The Chancellor could be forced to hit income tax, National Insurance or VAT
Rachel Reeves may target millions of middle-income earners with punishing income tax hikes as she is forced to clear up Labour’s welfare mess. The under-pressure Chancellor could also have VAT and national insurance in her crosshairs as experts predicted she needs to plug up to a £40billion black hole this autumn.
Ms Reeves herself has reluctantly admitted that there would be “a cost” to this week’s humiliating U-turn on welfare reform, which she said would be “reflected in the Budget”. She has insisted she won’t change her fiscal rules, leaving tax rises as the most likely option.
Rachel Reeves in tears sat behind PM Keir Starmer (Image: BBC Prime Minister’s Questions)
It is clearest hint yet that taxpayers are set to be penalised for the Government’s capitulation to Labour MPs opposed to any attempt to bring Britain’s bloated benefits bill under control as Sir Keir Starmer tried to fight off a rebellion.
Economists have warned that the looming crisis in the public finances could leave the Chancellor with an eye-popping £30 to £40billion to find.
That is equal to the sum raised by her record tax-raising Budget in 2024, which was blamed for bringing economic growth to a halt and which she promised not to repeat.
Paul Johnson, the outgoing director of the Institute for Fiscal Studies, said the only way for the Chancellor to raise “big money” was to target income tax, National Insurance and VAT for middle-income earners.
He told the BBC: “If we’re looking at £30billion, which is, quite plausible, I can’t see a way in which you raise that kind of money without hitting people on middle incomes, as they did, of course, with the national insurance increases last year.
“If you’re looking for big money, then it has to be, I think, something in income tax, National Insurance and VAT.
“And to raise that kind of money, you’re looking at people on middle kinds of income.”
Mr Johnson the Chancellor may have to break Labour’s election manifesto pledge of ruling out increases in corporation tax, as well as income tax, National Insurance and VAT.
“That’s three quarters of your tax base straight away,” he said.

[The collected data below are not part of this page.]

PR #11650, opened 2025-08-13
[azsdk-cli] Adding in tests for the ReadMeGeneratorTool

richardpark-msft:
Adding in some simple testing for ReadMeGenerator.

One is a unit test - pretty simple, mocks OpenAIClient and returns a faux response.

The second one is a live test, which will only run if the proper environment variables are defined. We need to get a pipeline going before that'll run anywhere else but on my local machine.

Both of these tests use a ServiceCollection and invoke the command through the command line framework. So it's as real as I can get it.

I also added in some other utilities:
- MockOutputService, if you want to just accumulate all the Output/OutputError calls into a single list and assert on it
- OpenAIMockHelper, just to make it simple to create and wire up a chat client.

### DIFF
--- a/tools/azsdk-cli/Azure.Sdk.Tools.Cli.Tests/Azure.Sdk.Tools.Cli.Tests.csproj
+++ b/tools/azsdk-cli/Azure.Sdk.Tools.Cli.Tests/Azure.Sdk.Tools.Cli.Tests.csproj
@@ -35,6 +35,12 @@
   </ItemGroup>
 
   <ItemGroup>
+    <None Include="..\Azure.Sdk.Tools.Cli\Templates\ReadMeGenerator\README-template.go.md" Link="TestAssets\README-template.go.md">
+      <CopyToOutputDirectory>PreserveNewest</CopyToOutputDirectory>
+    </None>
+  </ItemGroup>
+
+  <ItemGroup>
     <None Update="TypeSpecTestData\specification\testcontoso\Contoso.Management\employee.tsp">
       <CopyToOutputDirectory>Always</CopyToOutputDirectory>
     </None>
--- a/tools/azsdk-cli/Azure.Sdk.Tools.Cli.Tests/Tools/Generators/ReadMeGeneratorToolTests.cs
+++ b/tools/azsdk-cli/Azure.Sdk.Tools.Cli.Tests/Tools/Generators/ReadMeGeneratorToolTests.cs
@@ -1,0 +1,162 @@
+using System.ClientModel;
+using System.ClientModel.Primitives;
+using System.CommandLine;
+using System.CommandLine.Parsing;
+using Azure.AI.OpenAI;
+using Azure.Sdk.Tools.Cli.Services;
+using Azure.Sdk.Tools.Cli.Tests.MockServices;
+using Azure.Sdk.Tools.Cli.Tests.TestHelpers;
+using Azure.Sdk.Tools.Cli.Tools;
+using Microsoft.Extensions.DependencyInjection;
+using Microsoft.Extensions.Logging;
+using Moq;
+using OpenAI.Chat;
+
+namespace Azure.Sdk.Tools.Cli.Tests.Tools.Generators
+{
+    internal class ReadMeGeneratorToolTests
+    {
+        [Test]
+        public async Task TestReadmeGeneratorTool()
+        {
+            var testClients = SetupOpenAIMocks();
+            (DirectoryInfo root, string packagePath) = await CreateFakeLanguageRepo();
+
+            var readmeOutputPath = Path.GetTempFileName();
+            var readmeTemplatePath = Path.Combine(AppContext.BaseDirectory, "TestAssets", "README-template.go.md");
+
+            try
+            {
+                var tool = ActivatorUtilities.CreateInstance<ReadMeGeneratorTool>(testClients.ServiceProvider);
+                var command = tool.GetCommand();
+
+                int exitCode = command.Invoke($"--output-path \"{readmeOutputPath}\" --service-url \"https://learn.microsoft.com/azure/service-bus-messaging\" --template-path {readmeTemplatePath} --package-path {packagePath}");
+
+                Assert.Multiple(() =>
+                {
+                    Assert.That(exitCode, Is.EqualTo(0), "Command should execute successfully");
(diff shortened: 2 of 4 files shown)


richardpark-msft:
@benbp, I think this is what we were thinking of, but let me know.

tools/azsdk-cli/Azure.Sdk.Tools.Cli.Tests/Azure.Sdk.Tools.Cli.Tests.csproj
```diff
@@ -34,6 +34,12 @@
     <None Include="TestAssets\**\*" CopyToOutputDirectory="PreserveNewest" />
   </ItemGroup>
 
+  <ItemGroup>
+    <None Include="..\Azure.Sdk.Tools.Cli\Templates\ReadMeGenerator\README-template.go.md" Link="TestAssets\README-template.go.md">
```
benbp, line 38: Should we combine all these copy to directives within one item group, or is the separate organization by test area useful?

tools/azsdk-cli/Azure.Sdk.Tools.Cli.Tests/Tools/Generators/ReadMeGeneratorToolTests.cs
```diff
@@ -0,0 +1,162 @@
...
+            try
+            {
+                var tool = ActivatorUtilities.CreateInstance<ReadMeGeneratorTool>(testClients.ServiceProvider);
+                var command = tool.GetCommand();
+
+                int exitCode = command.Invoke($"--output-path \"{readmeOutputPath}\" --service-url \"https://learn.microsoft.com/azure/service-bus-messaging\" --template-path {readmeTemplatePath} --package-path {packagePath}");
+
+                Assert.Multiple(() =>
+                {
+                    Assert.That(exitCode, Is.EqualTo(0), "Command should execute successfully");
```
benbp, line 37: Is it worth testing string formatting here? The other option is to add `-o json` and then try to cast the CLI response back to the response type and check against properties. That or sniff on what `output.Format()` is called with and check the type properties.

To me string result testing is a balance between incompleteness (partial matching) and brittleness (full matching). If we want to test string output then we could have tests for the tool's response class instead, and just do property assertions here. That kind of breaks the black box testing mode though. Curious for your thoughts.

tools/azsdk-cli/Azure.Sdk.Tools.Cli.Tests/Tools/Generators/ReadMeGeneratorToolTests.cs
```diff
@@ -0,0 +1,162 @@
...
+            finally
+            {
+                Directory.Delete(root.FullName, true);
+            }
+        }
+
+        [Test]
+        public void TestReadmeGeneratorToolLive()
+        {
+            var endpoint = Environment.GetEnvironmentVariable("AZURE_OPENAI_ENDPOINT");
```
benbp, line 53: Fine for now but I'm taking a note to prioritize a higher level configuration class that can source env vars + other sources.

benbp (approved):

tools/azsdk-cli/Azure.Sdk.Tools.Cli.Tests/Azure.Sdk.Tools.Cli.Tests.csproj
richardpark-msft: Oh, I'm happy to combine them. I'm not an msbuild guy, but since this is grabbing it from a link to a file will that still work?

tools/azsdk-cli/Azure.Sdk.Tools.Cli.Tests/Tools/Generators/ReadMeGeneratorToolTests.cs
richardpark-msft: I think there's two parts to this - I agree with you most of the time but I think the free-form output from our commands (to some extent) is a contract that we should adhere to, since we want to produce consistent behavior with LLMs that might read it.

However, I think I can codify that a bit more by making them constants, or something similar. I'd still check the literal string here so we know this is intentionally "static".

tools/azsdk-cli/Azure.Sdk.Tools.Cli.Tests/Tools/Generators/ReadMeGeneratorToolTests.cs
richardpark-msft: Yeah, this is a stop-gap measure. An injectable test object would be preferrable.

I do setup the service collection below so that's easy to do.

tools/azsdk-cli/Azure.Sdk.Tools.Cli.Tests/Tools/Generators/ReadMeGeneratorToolTests.cs
richardpark-msft: I'll do something locally here, we can discuss it more in the larger group.

tools/azsdk-cli/Azure.Sdk.Tools.Cli.Tests/Azure.Sdk.Tools.Cli.Tests.csproj
richardpark-msft: Ah, never mind, I think I'm stuck because the file is a linked file, and not actually present in the folder. 

(it's the "production" readme template)

tools/azsdk-cli/Azure.Sdk.Tools.Cli.Tests/Tools/Generators/ReadMeGeneratorToolTests.cs
richardpark-msft: Let me hold this one for a separate PR - thinking about it more I think it would be better to standardize this kind of "Output".

benbp: @richardpark-msft currently we actually force json output in MCP mode for this kind of reason. So testing string output is just exercising the CLI path. But I agree with your point about the output being a contract due to LLM usage (which eventually can be tested with foundry evals).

Last year’s Budget tax bomb included a £25 billion raid on employers’ National Insurance, which has been blamed for fuelling inflation and unemployment and slowing investment and growth.
The following month, the Chancellor told the Confederation of British Industry that she would not need further tax rises as the Budget had “drawn a line under the inheritance” she received from the last Conservative government.
But the pledge has been quietly ditched in the wake of sluggish economic growth blamed partly on the impact of the Budget.
The Office for Budget Responsibility (OBR) halved its growth forecast for this year in March. This week the economic watchdog hinted at a further likely downgrade after admitting that previous forecasts had proved too optimistic.
The problem has been made worse by recent costly U-turns on welfare.
Sir Keir’s climbdown on the winter fuel allowance will cost £1.5billion.
This week’s retreat over cuts to the Personal Independence Payment (PIP) could cost as much as £6billion.
Ms Reeves could also target wealthier taxpayers if she is forced to raise taxes.
Options include ending some tax-free salary sacrifice schemes, levelling up pensions tax relief or increasing capital gains tax (CGT).
These are considered unfair taxes as they either penalise lower incomes or are counter-productive.
It is understood that the Treasury has already been considering a recent review of salary sacrifices amid concerns that higher earners avoid higher tax cliff edges by moving their wages into pension contributions, which qualify for reliefs.
Ms Reeves is also reportedly set to be presented with proposals for a flat rate of pensions tax relief of 30%.
Currently, basic rate taxpayers get a relief equal to 20% of their pension payments to cancel out the income tax that might be due, while higher rate taxpayers get 40%.
Reports also suggest Reeves is being presented by officials with the option of a 30% flat rate that could raise £2.7billon, having previously proposed a 33% flat rate as a backbencher in 2016.
Economists believe the Chancellor could come back for another raid on CGT, although it is understood she will not equalise the rates with income tax.
CGT is currently 18% for basic rate taxpayers, rising to 24% for higher rate taxpayers. Both are lower than income tax, which is a 20% basic rate and a 40% higher rate.